教育の世界で時々使われることわざに「馬を水辺に連れていくことはできても水を飲ませることはできない」というものがあります。「周りの人がいろいろな機会を与えて支援をすることはできても、最終的にはそれを実行するかどうかは本人のやる気次第である」という意味です。人をやる気にさせることの難しさを示唆している奥深い言葉です。学校では、「本人のやる気次第」だからと本人任せにするのではなく、やる気(主体性)をいかに引き出すかということに重きをおいて取り組んでいます。
 登山に例えれば、目指す山(目標)を決め、山登りの仕方や登頂ルートを教えたり、選ばせたりしながら山頂にたどりつき、達成感に満ちた味わいで水を飲ませます。「おいしい!また別の山(高まった目標)に登ぼりたい。」と思わせるのが理想です。その際、教職員は伴走者の役目を担います。一人ひとりの子ども達が「水を飲みたく」なるように、目標を決めて振り返らせたり、自己選択・自己決定を大切にしたり、友達と対話しながら学習する機会を多く確保したり、個に応じた課題を与えたりなどに取り組んでいます。また、友達との競い合いや励まし合いは、おのずとやる気を高める要因ともなります。現在進めている一人一台端末によるICT教育も、一人ひとりに応じた学習内容の提供や、やる気を高めるための手段の一つとなります。子ども達が「知りたい」「調べたい」「できるようになりたい」と思えるように工夫することが授業の原点です。簡単なことではありませんが、小雀小学校では、教材研究や授業の準備、子ども達の見取りを大切にして、学習意欲を高め、授業を進めていきます。

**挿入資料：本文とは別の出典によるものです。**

PR #916, opened 2015-10-10
added .gitattributes

EmanueleMinotto:
|Q            |A  |
|---          |---|
|Fixed Tickets|   |
                   

Considering CI systems, I think some files (including the *Tests* directory) should be removed when developers download dependencies using `--prefer-dist`.

thephpleague is doing this: https://github.com/thephpleague/skeleton/blob/master/.gitattributes

### DIFF
--- a/.gitattributes
+++ b/.gitattributes
@@ -1,0 +1,16 @@
+# Path-based git attributes
+# https://www.kernel.org/pub/software/scm/git/docs/gitattributes.html
+
+# Ignore all test and documentation with "export-ignore".
+.editorconfig       export-ignore
+.formatter.yml      export-ignore
+.gitattributes      export-ignore
+.gitignore          export-ignore
+.gitsplit.yml       export-ignore
+.gush.yml           export-ignore
+.php_cs             export-ignore
+.travis.yml         export-ignore
+composer.lock       export-ignore
+DataFixtures        export-ignore
+phpunit.xml.dist    export-ignore
+Tests               export-ignore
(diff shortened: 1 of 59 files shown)


javiereguiluz:
Beware that other important PHP projects, like Symfony, have rejected this idea because of the problems that it introduces. Reference: https://github.com/symfony/symfony/issues?utf8=%E2%9C%93&q=is%3Aissue+gitattributes

EmanueleMinotto:
I agree about not including the .gitattributes in symfony/symfony, but this is a different case imo.
Starting from https://github.com/symfony/symfony/issues/6605:

> people use some of our test classes in their own tests (we have already moved some of them to a Test/ directory and that helps bu I fear that many more will need to be moved -- see https://twitter.com/huizendveld/status/288331330998116352 for an example);

elcodi/elcodi is at a higher level than symfony, I don't think that elcodi should be used for tests except for the [TestCommonBundle](https://github.com/elcodi/TestCommonBundle) (not included in this PR).

mmoreram:
Not sure about that yet...

mmoreram:
I've made some research, and removing all these fields have been a pain for me sometimes. Having files, even if they don't do anything useless, i not bad. Maybe sometimes you need to do some development on top of that status, and then you are f***d.

Tests are great always, so help people with the comprehension of the project itself.
I would not consider removing them never (they are part of the project itself)

Thanks for the effort of adding this configuration, but I have to decline for now :/

Issue #918, opened 2015-10-11
Add composer commands


EmanueleMinotto:
A fixed version of the php-cs-fixer producing a different output from the one produced by a more recent version could be confusing (don't know if this is only for me or not ^^'), so my proposal is to use composer commands, for example something like `composer check-style`.

Advantages:

1. the project version will be used, so if the user has different global and project versions, with that command the project version is used
2. more commands can be grouped, see the example below

```json
{
    "scripts": {
        "check-style": [
            "php-cs-fixer fix src",
            "php-formatter f:u:s src"
        ]
    }
}
```

Of course this example could be applied also to tests if fixed versions are required.

PR #919, opened 2015-10-12
added composer scripts

EmanueleMinotto:
Closes https://github.com/elcodi/elcodi/issues/918

### DIFF
--- a/composer.json
+++ b/composer.json
@@ -148,5 +148,13 @@
         "branch-alias": {
             "dev-master": "1.0-dev"
         }
+    },
+    "scripts": {
+        "check-style": [
+            "php-cs-fixer fix --config-file=.php_cs",
+            "php-formatter f:h:f src",
+            "php-formatter f:u:s src"
+        ],
+        "test": "phpunit"
     }
 }
--- a/CONTRIBUTING.md
+++ b/CONTRIBUTING.md
@@ -6,12 +6,14 @@ that your code fulfills these standards before any Pull Request.
 
 ``` bash
 composer.phar update
-bin/php-cs-fixer fix
-bin/php-formatter formatter:use:sort src/
-bin/php-formatter formatter:header:fix src/
+composer.phar check-style
 ```
 
 There is also a policy for contributing to this project. Pull requests must
 be explained step by step to make the review process easy in order to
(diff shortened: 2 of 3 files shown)


EmanueleMinotto:
Some dependies now require php >= 5.5
@mmoreram should I freeze those dependencies to be compatible with php 5.4?

mmoreram:
@EmanueleMinotto What do U mean about requirement of php >= 5.5 ?

mmoreram:
Oh... this new feature requires PHP 5.5?
We haven't changed the `composer.json` definition!
Why is happening this?

mmoreram:
@EmanueleMinotto BTW, we cannot update the minimum PHP version... I mean, we could, but it has no sense when our mission is making this instalable as easy as possible...

EmanueleMinotto:
No, this feature is based on Composer, I mean that some dependencies like [zendframework/zend-eventmanager](https://packagist.org/packages/zendframework/zend-eventmanager#2.5.2) (see the composer.lock) now require php 5.5.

 ご家庭においても、「勉強させようと」と教材を買い与えたり、「将来役に立つから」と習い事をさせたりしてもなかなか成果がでないと悩まれることもあるのではないでしょうか。私はこの「ことわざ」のポイントは、「相手を尊重すること」だと思っています。本人の興味のありそうな、できそうなものを見つける、一緒にやってみる、手本を示す、自分で選ばせる、少しの進歩でも褒めるなど、お子さんとのいろいろな関わり方を考えるきっかけにしてく
れればと思います。お子さんのやる気を上手に引き出せるよう、学校と連携を図りながら取り組んでまいりましょう。